About this task: The response must contain every line below in which "Cannot" appears.

Data provided:
PR #7890, opened 2025-04-04
[NU-2128] Add toolbar configs

mslabek:
## Checklist before merge

### DIFF
--- a/designer/server/src/main/scala/pl/touk/nussknacker/ui/process/ScenarioToolbarService.scala
+++ b/designer/server/src/main/scala/pl/touk/nussknacker/ui/process/ScenarioToolbarService.scala
@@ -35,19 +35,19 @@ object ScenarioToolbarSettings {
       topLeft = scenarioToolbarConfig.topLeft
         .filterNot(tp => verifyCondition(tp.hidden, scenario))
         .map(tp => ToolbarPanel.fromConfig(tp, scenario)),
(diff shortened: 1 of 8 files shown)


arkadius (approved):
LGTM

arkadius (changes requested):
I have a suggestion ...

designer/server/src/main/scala/pl/touk/nussknacker/ui/process/ScenarioToolbarService.scala
```diff
@@ -54,7 +60,9 @@ final case class ScenarioToolbarSettings(
     topLeft: List[ToolbarPanel],
     bottomLeft: List[ToolbarPanel],
     topRight: List[ToolbarPanel],
-    bottomRight: List[ToolbarPanel]
+    bottomRight: List[ToolbarPanel],
```
arkadius: From the first glance I can't see that we have all combinations of positions covered. Also pattern of naming is counter-intuitive. My suggestion for order and naming:
- topLet
- topCenter
- topRight
- bottomLeft
- bottomCenter
- bottomRight

mslabek: Good point, I've changed this both the config case class and the http api case class and on FE.

arkadius (approved):

PR #7914, opened 2025-04-07
Change the order of scenario properties in ProcessingTypeData

gskrobisz:
## Describe your changes

Model config should be able to alter/override fixed scenario parameters configuration provided by deployment manager. E.g. when I want to set additional validators for the parameter "Schedule" (aka "cron")  for PeriodicDeploymentManager.

## Checklist before merge

### DIFF
--- a/designer/server/src/main/scala/pl/touk/nussknacker/ui/process/processingtype/ProcessingTypeData.scala
+++ b/designer/server/src/main/scala/pl/touk/nussknacker/ui/process/processingtype/ProcessingTypeData.scala
@@ -71,11 +71,11 @@ object ProcessingTypeData {
       processingType: ProcessingType,
       componentDefinitionExtractionMode: ComponentDefinitionExtractionMode
   ) = {
-    val scenarioProperties = modelData.modelConfig
+    val scenarioProperties = deploymentScenarioPropertiesConfig ++ modelData.modelConfig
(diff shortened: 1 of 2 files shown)


designer/server/src/main/scala/pl/touk/nussknacker/ui/process/processingtype/ProcessingTypeData.scala
```diff
@@ -71,11 +71,11 @@ object ProcessingTypeData {
       processingType: ProcessingType,
       componentDefinitionExtractionMode: ComponentDefinitionExtractionMode
   ) = {
-    val scenarioProperties = modelData.modelConfig
+    val scenarioProperties = deploymentScenarioPropertiesConfig ++ modelData.modelConfig
```
arkadius, line 75: There is some problem with key type in this map. I guess that it is a map of `PropertyName -> ScenarioPropertyConfig` instead of `ProcessingType -> ...`? The same problem is in `fragmentProperties`

gskrobisz: Switched ProcessingType to String (I noticed that we use String as property name and ParameterName as component parameter name). Left "todo" to fix it in next PR.

arkadius (approved):

piotrp (approved):

PR #7937, opened 2025-04-09
[NU-2120] Data sample from Kafka Source in Ad-Hoc test input

mateuszkp96:
## Describe your changes
Data sample from Kafka Source as initial input for Ad-Hoc test

image
image

## Checklist before merge


designer/server/src/test/scala/pl/touk/nussknacker/ui/api/testing/JsonSchemalessAdHocTestsSpec.scala
```diff
@@ -90,6 +96,10 @@ class JsonSchemalessAdHocTestsSpec
       "scenarioTypes.streaming.modelConfig.components.kafka.config.kafkaProperties",
       fromMap(Map("bootstrap.servers" -> "localhost:8070", "schema.registry.url" -> "http://localhost:8069").asJava)
     )
+    .withValue(
+      "scenarioTypes.streaming.modelConfig.components.kafka.config.useDataSampleParamForSchemalessJsonTopicBasedKafkaSource",
```
mgoworko, line 100: Is that config value described anywhere? It seems that it is the only usage. Is it needed?

utils/schemed-kafka-components-utils/src/main/scala/pl/touk/nussknacker/engine/schemedkafka/source/UniversalKafkaSourceFactory.scala
```diff
@@ -256,7 +271,14 @@ class UniversalKafkaSourceFactory(
           .extractParameterForTests(parsedSchema)
           .map(_.toParameters)
           .map { params =>
-            KafkaTestParametersInfo(params, prepareTestRecord(runtimeSchema, universalSchemaSupport, topic))
+            val enrichedParams = params.collect {
+              case param if defaultValuesForTestParameters.contains(param.name) =>
+                param.copy(
+                  defaultValue = Some(defaultValuesForTestParameters(param.name))
```
mgoworko, line 277: Maybe just `defaultValuesForTestParameters.get(param.name)` ? It will return Option. Then we wouldn't need collect and pattern matching, just a simple map.

utils/schemed-kafka-components-utils/src/main/scala/pl/touk/nussknacker/engine/schemedkafka/source/UniversalKafkaSourceFactory.scala
```diff
@@ -232,21 +246,22 @@ class UniversalKafkaSourceFactory(
...
+      topic: TopicName.ForSource,
+      defaultValuesForTestParameters: Map[ParameterName, Expression]
   )(
       implicit nodeId: NodeId
   ): KafkaTestParametersInfo = {
     Validated
       .fromOption(
         runtimeSchemaOpt,
-        NonEmptyList.one(CustomNodeError(nodeId.id, "Cannot generate test parameters: no runtime schema found", None))
+        NonEmptyList.one(CustomNodeError("Cannot generate test parameters: no runtime schema found", None))
```
mgoworko, line 264: Why is the nodeId removed here? Is it because of how the FE error is formatted? We may need it when there are multiple sources to identify which one has problems.

mgoworko (changes requested):

designer/server/src/test/scala/pl/touk/nussknacker/ui/api/testing/JsonSchemalessAdHocTestsSpec.scala
mateuszkp96: Data sample params for Kafka Sources are disabled by default. This is an internal feature for now and applies only to a specific kind of Kafka Sources (UniversalKafkaSource without schema, with JSON content type). That's why it is not mentioned in the docs. We need to enable this feature to test the default value for ad-hoc tests.

utils/schemed-kafka-components-utils/src/main/scala/pl/touk/nussknacker/engine/schemedkafka/source/UniversalKafkaSourceFactory.scala
mateuszkp96: I used the apply method with nodeId as an implicit param (I think it's more typesafe)

utils/schemed-kafka-components-utils/src/main/scala/pl/touk/nussknacker/engine/schemedkafka/source/UniversalKafkaSourceFactory.scala
mateuszkp96: I changed `collect` to `map`. Some parameters can already have a default value determined, so I'm not calling the copy method for all parameters to not set a None value for them.

mgoworko (approved):
LGTM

Answer section:
-        NonEmptyList.one(CustomNodeError(nodeId.id, "Cannot generate test parameters: no runtime schema found", None))
+        NonEmptyList.one(CustomNodeError("Cannot generate test parameters: no runtime schema found", None))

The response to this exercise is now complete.